The male and female cubs – whom the soldiers named Scout and Patch – were released on the grounds of the Ethiopian president’s official residence after their 680-mile journey from the eastern hamlet of Gode.

“This is the first kind of rescue of animals, let alone cheetahs, that we have done,” said Sgt. Leah Cobble, 26, of Washington as she cuddled the two purring cubs on the runway of Bole International Airport before handing them to government veterinarian Fekadu Shiferaw.

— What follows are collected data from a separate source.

PR #2449, opened 2023-06-20
NEW FEATURE: Generate Shell Completion data

whi-tw:
## Why

I would like to enable tab completion for `dnscontrol`. There's currently no good way to do this.

## What

`dnscontrol shell-completion <shell>` will generate a shell completion script for the specified shell (currently `bash` or `zsh`).

If no shell is specified, the script will be generated for the current shell, using `$SHELL`.

The completion scripts I have added to this repo are slightly modified from those in [urfave/cli@v2.25.5](https://github.com/urfave/cli/tree/60247a75d701dd881749eb22fc862f26d604ce72/autocomplete). The modifications just remove the reliance on `$PROG` being set, and instead use the value of `app.Name`.

Additional shells can be 'easily' added by adding a new script:

`commands/completion-scripts/completion.${shell_binary_name}.gotmpl`, where `shell_binary_name` is like `bash`, `zsh`, `fish` etc.

It *should* just be picked up and used automatically, with the tests running against the new script.

### Practical tests

In each implemented shell, do:

1. `export PATH="<directory containing dnscontrol binary for this PR>:${PATH}"`
2. `eval "$(dnscontrol shell-completion <name of shell>)"`
3. do some tab completion things
4. `unfunction _dnscontrol`
5. `eval "$(dnscontrol shell-completion)"`
6. do some tab completion things

### Unit tests

1. Ensure tests are actually testing the right things
2. Ensure tests pass


tlimoncelli:
Thank you!  This is much needed.

I'm not familiar with how other systems do this so excuse this naive question but... should we pre-generate the completion files and include them in the releases or do we expect each user to run `dnsutils shell-completion` on their own?

whi-tw:
> Thank you! This is much needed.
> 
> I'm not familiar with how other systems do this so excuse this naive question but... should we pre-generate the completion files and include them in the releases or do we expect each user to run `dnsutils shell-completion` on their own?

I'd recommend two things: Add some documentation for people to follow, similar to:

```markdown
You can generate shell completions for `bash` and `zsh`:
  - bash: `eval "$(dnscontrol completion bash)"`
  - zsh: `eval "$(dnscontrol completion zsh)"`
```

(I was thinking of doing this, myself, but documentation isn't my strong point!)

Update the homebrew formula similar to how we do it for [`gds-cli`](https://github.com/alphagov/homebrew-gds/blob/a65107c3b72115d109af839106f584fb8faeffbd/Formula/gds-cli.rb#L26-L30):

```ruby
output = Utils.safe_popen_read("#{bin}/dnscontrol", "shell-completion", "bash")
(bash_completion/"dnscontrol").write output
output = Utils.safe_popen_read("#{bin}/dnscontrol", "shell-completion", "zsh")
(zsh_completion/"_dnscontrol").write output
```

Any other packaging systems you're using (ie. Macports) will likely have a similar process for installing the completion scripts.

The benefit of not packaging the files is that they can be updated and people will likely automatically start using them without any messing around with local files.

tlimoncelli:
@whi-tw Agreed on all points.  Thank you for clarifying.

While you may claim that documentation isn't your strong point, the sample doc you wrote look just fine. Please add that to `documentation/getting-started.md` at the end of `## 1. Install the software` ?

Thanks!

tlimoncelli:
(NOTE: The doc should be `shell-completion` not `completion`)

tlimoncelli:
FYI:

I'm having trouble testing this on my mac.

```
host:~/git/dnscontrol$ go install
host:~/git/dnscontrol$ dnscontrol version
dnscontrol -dev
host:~/git/dnscontrol$ echo $BASH_VERSION
3.2.57(1)-release
host:~/git/dnscontrol$ eval $(dnscontrol shell-completion bash)
host:~/git/dnscontrol$ dnscontrol p 
package-lock.json  pkg/               providers/         
host:~/git/dnscontrol$ dnscontrol (TAB gets filenames, not subcommands)
host:~/git/dnscontrol$ ^C
-bash: : command not found
host:~/git/dnscontrol$ dnscontrol shell-completion bash
#! /bin/bash

: dnscontrol

# Macs have bash3 for which the bash-completion package doesn't include
# _init_completion. This is a minimal version of that function.
_dnscontrol_init_completion() {
  COMPREPLY=()
  _get_comp_words_by_ref "$@" cur prev words cword
}

_dnscontrol() {
  if [[ "${COMP_WORDS[0]}" != "source" ]]; then
    local cur opts base words
    COMPREPLY=()
    cur="${COMP_WORDS[COMP_CWORD]}"
    if declare -F _init_completion >/dev/null 2>&1; then
      _init_completion -n "=:" || return
    else
      _dnscontrol_init_completion -n "=:" || return
    fi
    words=("${words[@]:0:$cword}")
    if [[ "$cur" == "-"* ]]; then
      requestComp="${words[*]} ${cur} --generate-bash-completion"
    else
      requestComp="${words[*]} --generate-bash-completion"
    fi
    opts=$(eval "${requestComp}" 2>/dev/null)
    COMPREPLY=($(compgen -W "${opts}" -- ${cur}))
    return 0
  fi
}

complete -o bashdefault -o default -o nospace -F _dnscontrol dnscontrol
```

imlonghao:
It should be `eval "$(dnscontrol shell-completion bash)"`

whi-tw:
@tlimoncelli, @imlonghao is correct - I missed the quotes around the `$(..)`. With those, you should be golden

whi-tw:
@tlimoncelli I've added a bit to the docs, and have rebased against `StackExchange:master`. It'll likely need approval from y'all again.

commands/completion-scripts/completion.bash.gotmpl
```diff
@@ -0,0 +1,34 @@
+#! /bin/bash
```
tlimoncelli, line 1: No space after `#!`

commands/completion-scripts/completion.bash.gotmpl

The saga of the cubs started last month when U.S. counterterrorism troops, carrying out humanitarian work in the Gode region, discovered the animals’ owner was keeping them tied up with ropes around their necks at his restaurant and forcing them to fight each other for the amusement of patrons and village children.

One cub is blind in one eye.

The soldiers alerted the Ethiopian government and a U.S.-based cheetah rescue organization, drawing international attention to the cubs’ plight. They also tried to persuade restaurant owner Mohamed Hudle to hand over the cubs, but he wanted $1,000 for each animal, 10 times the average income in this impoverished nation of 77 million people.

Fekadu, the veterinarian, intervened. He flew to the village Saturday, confiscated the cubs and handed them over to U.S. forces for Tuesday’s transport.